The structure of the parse tree after this combination is reflected in the following illustration:
- This intermediate stage of the parse tree can be further optimized by applying the rules of commutation for SELECT and PROJECT operations and replacing PROJECT PartNum and SELECT customer.custnum = order.custnum by the following series of operations:
PROJECT parts.part_num SELECT parts.mfg_part_num = order.mfg_part_num PROJECT parts.part_num, parts.mfg_part_num, order.mfg_part_num
- Using the rules of commutation of a PROJECTION with a Cartesian product, replace the last PROJECTION in Stage 6 with the following PROJECTION:
PROJECT part_num, parts.mfg_part_num
- Similarly, apply PROJECT order.mfgpartnum to the left operand of the higher of the 2 Cartesian products. This projection further interacts with the SELECT operation immediately below it (customer.custnum = order.custnum) to produce the following series of algebraic operations:
PROJECT order.mfg_part_num SELECT customer.cust_num = order.cust_num PROJECT order.mfg_part_num, customer.cust_num, order.cust_num
- The last expression from Stage 8 bypasses the Cartesian product by commutation of PROJECTION with a UNION operation and partially bypasses the SELECTION operation SELECT order.orderdate < 01-01-2001 commutation.
- The Optimizer sees that the resulting expression PROJECT order.mfg_part_num, order.custnum, orderdate is redundant with respect to its PROJECTION term, so it is removed from further consideration in the query.
The transformed parse tree that results from all these transformations is shown in the following illustration:
The 2 Cartesian product operations are equivalent to equijoins when they are paired with their higher selections (where higher indicates that the operations are performed later in the execution of the query).

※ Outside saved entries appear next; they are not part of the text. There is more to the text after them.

PR #74, opened 2016-06-16
Adding install targets to nanogui

r-chris:
I couldn't figure out if you have purposely removed any `make install` targets or never actually used them (even though #1 appears to reference installing things). Regardless, I am using `ExternalProject_Add` and it complains that no install targets are available - so I added them here - in case you are interested to merge this.

### DIFF
--- a/CMakeLists.txt
+++ b/CMakeLists.txt
@@ -18,6 +18,7 @@ option(NANOGUI_BUILD_EXAMPLE "Build NanoGUI example application?" ON)
 option(NANOGUI_BUILD_SHARED  "Build NanoGUI as a shared library?" ON)
 option(NANOGUI_BUILD_PYTHON  "Build a Python plugin for NanoGUI?" ON)
 option(NANOGUI_USE_GLAD      "Build a Python plugin for NanoGUI?" ${NANOGUI_USE_GLAD_DEFAULT})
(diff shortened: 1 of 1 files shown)


CMakeLists.txt
```diff
@@ -235,6 +235,17 @@ if (NANOGUI_BUILD_SHARED)
...
 endif()
 
+install(
+  TARGETS nanogui
+  LIBRARY DESTINATION lib
+  ARCHIVE DESTINATION lib
+  )
+
+install(
+  DIRECTORY include/nanogui DESTINATION include
```
wjakob: Do these files get installed to <destination>/include or <destination>/include/nanogui? The latter is what would be intended by the library.

wjakob:
Can you wrap all of the install targets into "if (NANOGUI_INSTALL)" statements? That parameter should be an option at the top with default value ON.

CMakeLists.txt
r-chris: It is the latter version. The folder `nanogui` will be installed into the `DESTINATION/include` folder, so that you can include like this `#include<nanogui/nanogui.h>`

r-chris:
Alright, changed it according to your request.

wjakob:
LGTM, thanks!

PR #83, opened 2016-07-15
Adding pre- and post- process methods to Screen that get called befor…

sjm324:
…e / after the drawAll method respectively.  Allows for communicating with other hardware on a per-frame basis that GLFW does not support, if needed.  Otherwise, empty stubs in a void method should have minimal to no impact on performance depending on optimization levels / compiler.

This may not be appropriate to bring into the master, but in order to coordinate per-frame manipulations of viewing the scene with hardware GLFW doesn't support (they only do keyboard and mouse and some gamepads...reasonably so) I needed a method before / after `drawAll` to communicate with the device.

I figured I would submit a pull request since I already implemented, but will close it if you don't think it fits in.  If the functionality is desirable, but the execution needs to change that can be done.  The only other option I could think of was giving the `mainloop` a functor or something, which seemed kind of obtuse.

I put some print statements (not in the commit) in really quickly to test it and the cpp and python examples seem to work as expected.


wjakob:
Since drawAll is a virtual method, the user can override it and do these calls himself at the beginning or the end. In that sense, it doesn't seem to be the case that this adds functionality that wasn't there before.

sjm324:
:faceslap: you are correct. Has that method always been exposed?!

Anyway, that's a much better solution...sorry!

Issue #85, opened 2016-07-20
(unix) strip command fails when CMAKE_LIBRARY_OUTPUT_DIRECTORY is set


svenevs:
I don't understand what this is doing / why

```
if (NANOGUI_BUILD_SHARED AND NOT ${U_CMAKE_BUILD_TYPE} MATCHES DEBUG)
  if (APPLE)
    # Strip .dylib library on OSX
    add_custom_command(TARGET nanogui POST_BUILD COMMAND strip -u -r ${CMAKE_CURRENT_BINARY_DIR}/libnanogui.dylib)
  elseif(UNIX)
    # Strip .so library on Linux
    add_custom_command(TARGET nanogui POST_BUILD COMMAND strip ${CMAKE_CURRENT_BINARY_DIR}/libnanogui.so)
  endif()
endif()
```

I would prefer to continue using a shared library Release build, but the circumstances that be require I set the `CMAKE_LIBRARY_OUTPUT_DIRECTORY`.  So since `libnanogui.*` will get put there rather than `CMAKE_CURRENT_BINARY_DIR`, `strip` will fail.

Does removing the library suffix have a specific purpose?  Would something like the following inside the `NANOGUI_BUILD_SHARED AND NOT ...` section work?

```
get_property(NANOGUI_ALTERNATE_LIBRARY_LOCATION GLOBAL PROPERTY LIBRARY_OUTPUT_DIRECTORY)
if(NANOGUI_ALTERNATE_LIBRARY_LOCATION)
  set(NANOGUI_LIBRARY_DIRECTORY "${CMAKE_LIBRARY_OUTPUT_DIRECTORY}"
else()
  set(NANOGUI_LIBRARY_DIRECTORY "${CMAKE_CURRENT_BINARY_DIR}")
endif()
```

and then use `${NANOGUI_LIBRARY_DIRECTORY}/libnanogui...` in each respective branch?

wjakob:
The strip command reduces the size of the generated executable. I'm open to contributions which rewrite the add_custom_command invocations using CMake generator expressions so that it can find the library wherever it ends up. I don't think it's a good idea to introduce a new property for that.

svenevs:
I believe the above PR fixes this, the `CMAKE_*_OUTPUT_DIRECTORY` variables are somewhat under-documented and/or not used consistently throughout the community.  My understanding is nobody building a library should ever be setting these properties, but I didn't realize `get_property` did what it does.

[...]

PR #87, opened 2016-07-23
support for CMAKE_LIBRARY_OUTPUT_DIRECTORY alternate output directory…

svenevs:
… on shared library build

Supports alternate library output paths specified, resolves https://github.com/wjakob/nanogui/issues/85

I made a quick example repository to build both:

https://github.com/svenevs/nanogui-strip-test

You should be able to just clone `--recursive` and execute `compile_both.sh`.  It works on OSX, but I am currently traveling and unable to check if it works on Linux...though I don't see why that would fail.

### DIFF
--- a/CMakeLists.txt
+++ b/CMakeLists.txt
@@ -286,12 +286,13 @@ if (NANOGUI_BUILD_SHARED)
 endif()
 
 if (NANOGUI_BUILD_SHARED AND NOT ${U_CMAKE_BUILD_TYPE} MATCHES DEBUG)
+  # Platform-specific strip flags for reducing the library size.
   if (APPLE)
     # Strip .dylib library on OSX
-    add_custom_command(TARGET nanogui POST_BUILD COMMAND strip -u -r ${CMAKE_CURRENT_BINARY_DIR}/libnanogui.dylib)
+    add_custom_command(TARGET nanogui POST_BUILD COMMAND strip -u -r "$<TARGET_FILE_DIR:nanogui>/$<TARGET_FILE_NAME:nanogui>")
   elseif(UNIX)
     # Strip .so library on Linux
-    add_custom_command(TARGET nanogui POST_BUILD COMMAND strip ${CMAKE_CURRENT_BINARY_DIR}/libnanogui.so)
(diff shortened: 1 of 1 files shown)


wjakob:
I think it would be much nicer to do this via generator expressions. (https://cmake.org/cmake/help/v3.3/manual/cmake-generator-expressions.7.html) rather than defining yet another parameter.

wjakob:
..specifically ``$<TARGET_FILE_DIR:tgt>``. That way, the "exterior" project could modify the library path, and the cmake could would still find it in the right place. Can you please modify the PR accordingly?

svenevs:
Oh these are very nice!

I wasn't able to get it working with `TARGET_FILE_DIR`, or `TARGET_FILE_NAME` on their own though, I had to do

```
if (NANOGUI_BUILD_SHARED AND NOT ${U_CMAKE_BUILD_TYPE} MATCHES DEBUG)
  # Platform-specific strip flags / library suffix for reducing the library size.
  if (APPLE)
    # Strip .dylib library on OSX
    add_custom_command(TARGET nanogui POST_BUILD COMMAND strip -u -r "$<TARGET_FILE_DIR:nanogui>/$<TARGET_FILE_NAME:nanogui>")
  elseif(UNIX)
    # Strip .so library on Linux
    add_custom_command(TARGET nanogui POST_BUILD COMMAND strip "$<TARGET_FILE_NAME:nanogui>/$<TARGET_FILE_NAME:nanogui>")
  endif()
endif()
```

Am I using these incorrectly?  I would think only the `FILE_NAME` should be needed.  Similarly, I was able to get it working the same way if I used `TARGET_LINKER_FILE_{DIR/FILE}` in the same fashion.  Both work even if I set `CMAKE_RUNTIME_OUTPUT_DIRECTORY` to something different.

I think `TARGET_FILE_{DIR,NAME}` are more appropriate, since for the nanogui CMake, that is the target, yes?

wjakob:
This looks good to me! Can you squash your changes into a single commit?

Thanks,
Wenzel

svenevs:
Squashed

wjakob:
Thanks!

PR #89, opened 2016-07-25
Add example3 c++ to demonstrate the usage of nanogui while also managing glfw independently.

AlwaysGeeky:
I added the example3.cpp to start the ball rolling for helping to improve the usage of nanogui when you want to also manage glfw and the general windows loop yourself.

It seems this is something the nanogui project is in need of and also needs to be improved since I personally see this as the main use-case of anyone wanting to take nanogui and use it themselves. I dont really think many people will would want to take nanogui and drop it into their projects for the gui functionality but at the cost of giving up and handing over all management and running of the glfw context and windows management to nanogui.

Note that operators are grouped in the graphic, illustrated by boundary lines. Each bounded segment of the parse tree corresponds very roughly to an AMP worker task.
As noted at the beginning of this topic, parse trees are always presented upside down, so query execution begins with the lower cluster of operations and terminates with the upper cluster. In an EXPLAIN of this query, the expressions in the upper cluster would be referred to as residual conditions.